Indeed, many of the solutions to keep the next cohort of middle class households within our planetary boundaries, already exist and need to rapidly move from laboratories to the real world within the next decade.

Hollywood as a driver of change

Current sustainability initiatives in Hollywood are insufficient and insular.  To date, efforts have focused on several activist actors and actresses speaking out on environmental issues, internal efforts to reduce the environment footprint of each production set, and disaster movies (e.g., The Day After Tomorrow, An Inconvenient Truth, Geostorm, Snowpiercer). 

Whilst many lead actors and actresses speak out in favor of environmental causes, if an assessment was ever conducted on their characters’ carbon and environmental footprints - in addition to their characters’ finances - it would not be sustainable for fans to follow such lifestyles.

It is not unprecedented for Hollywood to inspire a new generation of technological innovation, a case of life imitating art. A version of the Health Tricorder from the 1970s Star Trek has now been developed via a Qualcomm X-Prize; flying cars from Back to the Future and the Jetsons are finally close to launch among several Silicon Valley companies; several futuristic technologies shown in Stephen Spielberg’s 2002 movie Minority Report, have already been released.

A new category of Green Oscars?

Could a Green Oscar be the right path to both reflect and shift the world’s consumption patterns? It is not unprecedented for the Academy of Motion Picture Arts and Sciences – who are responsible for the Oscars – to introduce or retire awards to ensure movie making remains relevant to the issues audiences and filmmakers care about.  Today, there are 24 categories of film-making, with 7 categories having been retired over the past 92 years, and discussion in 2018 around a new category for the most ‘Outstanding Popular Film.’
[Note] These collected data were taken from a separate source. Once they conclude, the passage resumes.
PR #722, opened 2017-02-09
Add basic HS/DS implementation.

steve-lunarg:
This obsoletes WIP PR #704, which was built on the pre entry point wrapping master.  New version here uses entry point wrapping.

This is a limited implementation of tessellation shaders.  In particular, the following are not functional, and will be added as separate stages to reduce the size of each PR.

* patchconstantfunctions accepting per-control-point input values, such as   const OutputPatch <hs_out_t, 3> cpv are not implemented.

* patchconstantfunctions whose signature requires an aggregate input type such as   a structure containing builtin variables.  Code to synthesize such calls is not yet present.

* patchconstantfunction return values are handled, but output params are not yet copied to shader outputs.

These restrictions will be relaxed as soon as possible.  Simple cases can compile now: see for example Test/hulsl.hull.1.tesc - e.g, writing to inner and outer tessellation factors.

PCF invocation is synthesized as an entry point epilogue protected behind a barrier and a test on invocation ID == 0.  If there is an existing invocation ID variable it will be used, otherwise one is added to the linkage.  The PCF and the shader EP interfaces are unioned and builtins appearing in the PCF but not the EP are also added to the linkage and synthesized as shader inputs. Parameter matching to (eventually arbitrary) PCF signatures is by builtin variable type.  Any user variables in the PCF signature will result in an error.  Overloaded PCF functions will also result in an error.

[domain()], [partitioning()], [outputtopology()], [outputcontrolpoints()], and [patchconstantfunction()] attributes to the shader entry point are in place, with the exception of the Pow2 partitioning mode.

_Note to reviewers_: I'm not very happy with the TQualifier tracking the original declaration builtin type, but not sure what to do about it, either.  That functionally is not replaced by the HlslParseContext::ioTypeMap, which only enters the picture for structures.  The TType can't be indexed by pointer, and I don't know of any other handle to build an analogous map in the HlslParseContext.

A new category for a ‘Green Oscar’ could motivate the ingenuity and creativity of the same Hollywood scriptwriters and imagineers who gave us such innovations as Back to the Future’s Flux Capacitor, the MCU’s Infinity Stones, and Harry Potter’s wands, spells and potions to develop aspirational new ways to frame solutions to our climate and planetary crisis. Climate solutions should be inspiring, not tedious.
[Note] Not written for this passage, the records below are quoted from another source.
PR #724, opened 2017-02-14
Implement NVX_multiview_per_view_attributes

chaoc:


Test/baseResults/310.tese.out
```diff
@@ -78,8 +78,8 @@ ERROR: node is still EOpNull!
 0:36        move second child to first child (temp highp 4-component vector of float)
 0:36          'p' (temp highp 4-component vector of float)
 0:36          gl_Position: direct index for structure (in highp 4-component vector of float Position)
-0:36            direct index (temp block{in highp 4-component vector of float Position gl_Position, in highp float PointSize gl_PointSize, in highp 4-component vector of float gl_SecondaryPositionNV})
-0:36              'gl_in' (in 32-element array of block{in highp 4-component vector of float Position gl_Position, in highp float PointSize gl_PointSize, in highp 4-component vector of float gl_SecondaryPositionNV})
+0:36            direct index (temp block{in highp 4-component vector of float Position gl_Position, in highp float PointSize gl_PointSize, in highp 4-component vector of float gl_SecondaryPositionNV, in implicitly-sized array of highp 4-component vector of float gl_PositionPerViewNV})
```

With viewership at the latest Academy Awards at its lowest, could a Green Oscar category, raise its relevance among a newer, younger generation who are more environmentally minded, and who wish to see a more realistic depiction of the futures they are likely to experience, in the face of an impending Planetary Environment Crisis.

Sure, a new oscar category may not be a solution in itself, but could trigger a much larger force for change as Hollywood has repeatedly shown it is capable of over a century adapting to challenges and inventions of sound, color, TV, multiplexes, VHS tapes, online piracy, streaming and shifting value systems over this time.

We urgently need to glamorize the more sustainable lifestyles of the future, for our sakes and the planets.